AUSTIN (Nexstar) — First responders across the country banded together 20 years ago to help with recovery efforts in New York City after the devastating 9/11 attacks. That includes Texas Task Force One, a team of first responders from across the state.
“I was a young firefighter, and I was at home and I turned on the TV and the news was on. And they were showing the footage of the first building on fire,” Austin-based firefighter Eddie Martinez reflected the day before the 20-year anniversary. He said he got the call to join Texas Task Force 1 for their rescue mission just a few hours later.
“For probably the first day or two I was hopeful that we were going to…a void was going to be opened by one of the cranes we’re going to go in and we’re going to find live people. And after a couple of days it was we quickly realized that it was more of a recovery mission than a search mission,” Martinez explained.
“When I got there, the pile’s huge, the first hole I went into when I went into it actually shifted, and there were some really scary things that were happening. So when I came out of the hole, I actually stopped and said a prayer and said, you know, what, whatever is going to happen is going to happen. And but I need to get to work,” Martinez said.

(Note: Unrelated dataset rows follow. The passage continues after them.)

PR #193, opened 2024-07-06
Improve shell scripts

lishaduck:
I'm going to run our testing scripts through [OSH](https://www.oilshell.org/cross-ref.html?tag=OSH#OSH), see what antipatterns it spots, and fix the warnings.
OSH is a fast, simple, (almost) 100% bash-compatible and POSIX-compliant shell from the Oils project. It supports some extra `shopt`s, which catch things bash and shellcheck don't/can't (respectively). It also supports some `shopt`s that make breaking changes (ysh), but I don't plan on making our tests non-compatible with bash (as that would break CI, for one reason).

### DIFF
--- a/.github/workflows/test.yml
+++ b/.github/workflows/test.yml
@@ -4,6 +4,10 @@ name: CI
 
 on: [push, pull_request]
 
+defaults:
+  run:
+    shell: bash
+
 # A workflow run is made up of one or more jobs that can run sequentially or in parallel
 jobs:
   test:
--- a/.gitignore
+++ b/.gitignore
@@ -37,3 +37,4 @@ ElmjutsuDumMyM0DuL3.elm
 .vscode/
 
 .turbo
+.envrc
--- a/test/run.sh
+++ b/test/run.sh
@@ -215,7 +215,7 @@ $createTest "$CMD" \
 
 if [ "$1" != "record" ]
 then
-    if [ "$(diff -yq "$TMP/project to fix/src/Main.elm" "$SNAPSHOTS/project to fix/src/Main.elm")" != "" ]
+    if [ "$(diff -q "$TMP/project to fix/src/Main.elm" "$SNAPSHOTS/project to fix/src/Main.elm")" != "" ]
     then
         echo -e "Running with --fix-all-without-prompt (looking at code)"
         echo -e "\x1B[31m  ERROR\n  I found a different FIX output  for Main.elmthan expected:\x1B[0m"
@@ -223,7 +223,7 @@ then
         diff -py "$TMP/project to fix/src/Main.elm" "$SNAPSHOTS/project to fix/src/Main.elm"
         exit 1
     fi
-    if [ "$(diff -yq "$TMP/project to fix/src/Folder/Used.elm" "$SNAPSHOTS/project to fix/src/Folder/Used.elm")" != "" ]
+    if [ "$(diff -q "$TMP/project to fix/src/Folder/Used.elm" "$SNAPSHOTS/project to fix/src/Folder/Used.elm")" != "" ]
     then
         echo -e "Running with --fix-all-without-prompt (looking at code)"
         echo -e "\x1B[31m  ERROR\n  I found a different FIX output than expected for Folder/Used.elm:\x1B[0m"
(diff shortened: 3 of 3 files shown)


.gitignore
```diff
@@ -37,3 +37,4 @@ ElmjutsuDumMyM0DuL3.elm
 .vscode/
 
 .turbo
+.envrc
```
lishaduck, line 40: I got tired of all of the rate limits.

test/run.sh
```diff
@@ -1,20 +1,20 @@
 #!/bin/bash
 
-set -e
+set -euo pipefail
```
lishaduck, line 3: `-o pipefail` fails commands if an intermediate step fails.
`-u` is equivalent to `-o nounset`, which fails a script if it references unbound variables.

test/run.sh
```diff
@@ -1,20 +1,20 @@
...
 
 CWD=$(pwd)
 CMD="elm-review --no-color"
 TMP="$CWD/temporary"
 ELM_HOME="$TMP/elm-home"
 SNAPSHOTS="$CWD/run-snapshots"
-SUBCOMMAND="$1"
+SUBCOMMAND="${1:-}"
```
lishaduck, line 10: This makes the subcommand default to none if there is none passed, for `nounset`.

test/run.sh
```diff
@@ -34,10 +34,12 @@ function runCommandAndCompareToSnapshot {
       exit 1
     fi
 
-    eval "$LOCAL_COMMAND$AUTH --FOR-TESTS $ARGS" 2>&1 \
+    (eval "$LOCAL_COMMAND$AUTH --FOR-TESTS $ARGS" || true) 2>&1 \
```
lishaduck, line 37: All of these `|| true`s tell bash that the command might fail. They should be here either way, it's a correctness issue, but pipefail enforces it.
The subshell makes it so that it's not the `true` that gets redirected to `/dev/null/`, but the whole thing.

test/run.sh
```diff
@@ -34,10 +34,12 @@ function runCommandAndCompareToSnapshot {
...
         | $REPLACE_SCRIPT \
         > "$TMP/$FILE"
-    if [ "$(diff "$TMP/$FILE" "$SNAPSHOTS/$FILE")" != "" ]
+    local diffed
+    diffed="$(diff "$TMP/$FILE" "$SNAPSHOTS/$FILE" || true)"
+    if [ "$diffed" != "" ]
```
lishaduck, line 42: This is something OSH's `strict_errexit` caught. Before, if diff failed, it would be ignored. That's not good, so it has to be extracted into a variable.
However, we do want to do our own handling of it, so we then explicitly ignore the potential failures.

test/run.sh
```diff
@@ -46,7 +48,6 @@ function runCommandAndCompareToSnapshot {
         cat "$TMP/$FILE"
         echo -e "\n    \x1B[31mHere is the difference:\x1B[0m\n"
         diff -p "$TMP/$FILE" "$SNAPSHOTS/$FILE"
-        exit 1
```
lishaduck, line 49: diff exits with exit code one, so this was dead code.

test/run.sh
```diff
@@ -153,7 +156,7 @@ rm -rf "$TMP" \
 
 mkdir -p "$TMP"
 
-if [ "$1" == "record" ]
+if [ "$SUBCOMMAND" == "record" ]
```
lishaduck, line 159: Instead of using the potentially unbound `$1`, use the bound-to-be-bound `$SUBCOMMAND`, which also reads easier.

test/run.sh
```diff
@@ -254,7 +260,7 @@ $createTest "$CMD" \
     "Fixing all errors for an entire rule should remove the suppression file" \
     "" \
     "suppressed-errors-after-fixed-errors-for-rule.txt"
-if [ -f review/suppressed/NoUnused.Dependencies.json ]; then
+if [ -f "./review/suppressed/NoUnused.Dependencies.json" ]; then
```
lishaduck, line 263: Always put paths in strings. Doesn't make a difference here, but doesn't hurt.

.github/workflows/test.yml
```diff
@@ -4,6 +4,10 @@ name: CI
 
 on: [push, pull_request]
 
+defaults:
+  run:
+    shell: bash
```
lishaduck, line 9: Run commands with pipefail.
See <https://github.com/lowlighter/libs/pull/69#issuecomment-2212241938:~:text=It%20runs%20with,faster)%20(ok%20reason)> for a longer explaination.

test/run.sh
```diff
@@ -213,31 +216,34 @@ $createTest "$CMD" \
...
     then
         echo -e "Running with --fix-all-without-prompt (looking at code)"
         echo -e "\x1B[31m  ERROR\n  I found a different FIX output than expected for Folder/Used.elm:\x1B[0m"
         echo -e "\n    \x1B[31mHere is the difference:\x1B[0m\n"
         diff -py "$TMP/project to fix/src/Folder/Used.elm" "$SNAPSHOTS/project to fix/src/Folder/Used.elm"
-        exit 1
     fi
-    if [ "$(diff -yq "$TMP/project to fix/src/Folder/Unused.elm" "$SNAPSHOTS/project to fix/src/Folder/Unused.elm")" != "" ]
+    declare diffed
+    diffed="$(diff -q "$TMP/project to fix/src/Folder/Unused.elm" "$SNAPSHOTS/project to fix/src/Folder/Unused.elm" || true)"
```
lishaduck, line 240: `-y` and `-q` are incompatible, at least on macOS.

jfmengels:
Thank you for the improvements!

The task force assisted in NYC for 10 days. That team also included Texas Division of Emergency Management Chief Kidd, who was then a firefighter in San Antonio.
“The events of 9/11, I think shaped all of the future for emergency services and emergency management,” Chief Kidd said Friday. He said the rescue efforts had a huge impact on his career.

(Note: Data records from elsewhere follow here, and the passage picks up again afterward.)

PR #196, opened 2024-07-08
Fix snapshot

lishaduck:
There was a snapshot in the root dir I've puzzled over for a while. I figured it out yesterday, so here's a fix.


jfmengels:
Nice! I hadn't even noticed it :sweat_smile:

“I really think it was that kind of attention paid by citizens, by local elected officials, by state legislatures, and by Congress in the federal administrations that made us really be more aware and in a right wrong or indifferent helped us prepare to be able to respond to the Hurricanes Katrina and Rita and Dolly and Edward and Gustavo, even Harvey, you know, we’ve come so far, since 9/11. And, you know, unfortunately, we still have a long way to go,” Chief Kidd said.
Now, years later, Martinez reflects on photos he took on his disposable camera.
“My pictures, you know, they look amazing to other people, but they don’t remind me anything that was there. And it’s silly, but it’s noises, its smells, it’s other things that immediately take me back to being there,” Martinez said.
He even gets daily reminders now downtown at his fire station in Austin, even without the photos.
“When we first got there, the airspace was still closed. And I remember exactly where I was standing when the first plane when the airspace was opened back up in the first flight plane flew over. And almost every single time, especially if I’m downtown, when I see a plane fly over. It puts me standing in the exact same place that I was standing in New York,” Martinez explained.
He also said he will never forget how the nation came together in the months to follow, and the camaraderie other New York firefighters showed his team while they were there.
“One New York City firefighter who was sitting on a wall with me, said, ‘Hey, what do you guys do for dinner? And I said, ‘Oh, we go back to the Jacob Javits Center, and they have stuff there for us.’ He’s like, ‘No, no, no, no, you go, you don’t do that. He goes, my car’s parked right over here on whatever road,’ he said, he goes, ‘My keys are on the visor. He said, you go over there, you get in my car, you get as many people as you can go on there. You go to any bar, any restaurant in town, you tell them the New York City firefighters sent you, and they’re gonna take care of you,” Martinez said.
Chief Kidd said he hopes the younger generation will continue to learn about the attack.
“This is 20 years ago, we have so many people that were not even born then. So when we continue to say never forget, we should also start to say and always remember,” Chief Kidd said.